As surprising in the context of a career as John Wesley Harding, I nonetheless put The Velvet Underground one notch lower, mainly for the following reason. John Wesley Harding’s change in direction was a shock for literally millions of listeners. The Velvet Underground’s, if equally profound, was at the time likely noticed by tens of thousands at most. It can’t compare in the magnitude of shock waves it generated, though fifty years later—with the massive expansion of the VU’s audience—it probably does have millions of listeners.

4. The Beach Boys, Smiley Smile (1967). Albums can be surprisingly disappointing, as well as genuinely surprising. This is the standard-bearer for such a record on this list. It’s almost a cliché to cite this 1967 LP as a massive letdown, or, as Beach Boys guitarist Carl Wilson famously described it, “a bunt instead of a grand slam.” But a letdown it was, after the sky-high anticipation fostered by reports of Brian Wilson and the Beach Boys working on an album that would out-innovate the Beatles.

SmileySmileCover

That record, Smile, would never appear, and never even get properly finished, though simulations of what it would/could have sounded like (along with mounds of outtakes) have come out on both official CD and bootlegs. Although Smiley Smile was largely derived from subsequent and entirely different sessions, you couldn’t blame many consumers for expecting Smile when they bought it in 1967. The title was pretty similar, for one thing. And it had some songs (if not always in the same versions) that almost certainly would have been part of Smile, particularly the single “Heroes and Villains,” but also “Wonderful” and “Wind Chimes.”

Apart from not sounding as groundbreaking, or just sounding as good, as what listeners expected/wanted after reports of the Smile sessions, Smiley Smile often sounds downright peculiar. With the non-Brian Wilson Beach Boys now determined to play their own music after classic mid-’60s records on which their contributions were largely limited to vocals, the tracks sound rather anemic. There’s an abundance of self-conscious, rather silly (if inoffensively so) humor, as though they’re not taking the endeavor entirely seriously, now that they’ve abandoned shooting for the moon. A classic single with pull-out-the-stops production (“Good Vibrations”), like “Heroes and Villains,” sounds out of place next to much more casual, tossed-off arrangements (including inferior versions of the Smile sessions standouts “Wonderful” and “Wind Chimes”) that can sound a bit like informal run-throughs. Some listeners find that informality charming, but it also veers on sounding like outtakes rather than finished arrangements, or something fun to hear on bootlegs, but not on par with the band at full throttle.

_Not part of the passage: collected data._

PR #1478, opened 2023-10-06
chore: replace Lerna with Nx (2.2) (#1366)

platosha:
(cherry picked from commit 7f47894072b256dd61cd1d4085599ad3bb1964a6)


packages/ts/react-form/src/index.ts
```diff
@@ -17,18 +18,21 @@ import {
...
+declare const __VERSION__: string;
+
+const $wnd = window as VaadinWindow;
 
 $wnd.Vaadin ??= {};
 $wnd.Vaadin.registrations ??= [];
 $wnd.Vaadin.registrations.push({
   is: '@hilla/react-form',
-  version: /* updated-by-script */ '2.2.0',
+  version: /* updated-by-script */ '2.3.0-alpha6',
```
Lodin, line 31:
```suggestion
  version: __VERSION__,
```

If there is any other obsolete version specification, we should address it as well.

packages/ts/form/package.json
```diff
@@ -67,24 +69,23 @@
...
+    "@types/mocha": "^10.0.2",
+    "@types/sinon": "^10.0.17",
+    "@types/sinon-chai": "^3.2.10",
+    "@types/validator": "^13.11.2",
     "chai-dom": "^1.11.0",
-    "sinon": "^15.2.0",
+    "sinon": "^16.0.0",
     "sinon-chai": "^3.7.0",
-    "typescript": "^5.1.6"
+    "typescript": "^5.2.2"
```
Lodin, line 89: Artur reverted that update since Flow is using `5.1.6` for now. So I suggest using the same TS version here (without `^` btw).

Lodin (changes requested):

packages/ts/form/package.json
platosha: According to https://github.com/vaadin/flow/blob/24.1/flow-server/src/main/resources/com/vaadin/flow/server/frontend/dependencies/default/package.json it's 5.0.4 for Flow 24.1 at the moment, so I used that.

Lodin (approved):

There have been some efforts to rehabilitate Smiley Smile, championing it as a rebirth of the Beach Boys’ collective group spirit, or as a continuation of their evolution rather than the signpost to the end of the band’s peak. I take pride in puncturing or deconstructing critical party lines in rock history when the music and facts call for it, but at the expense of losing a few friends on my social media lists, I’m afraid I’m siding with the party line here. Smiley Smile is a big letdown, especially when stacked against not only the buildup when Smile was being recorded, but the actual brilliant (if often flawed) Smile outtakes that are now freely available.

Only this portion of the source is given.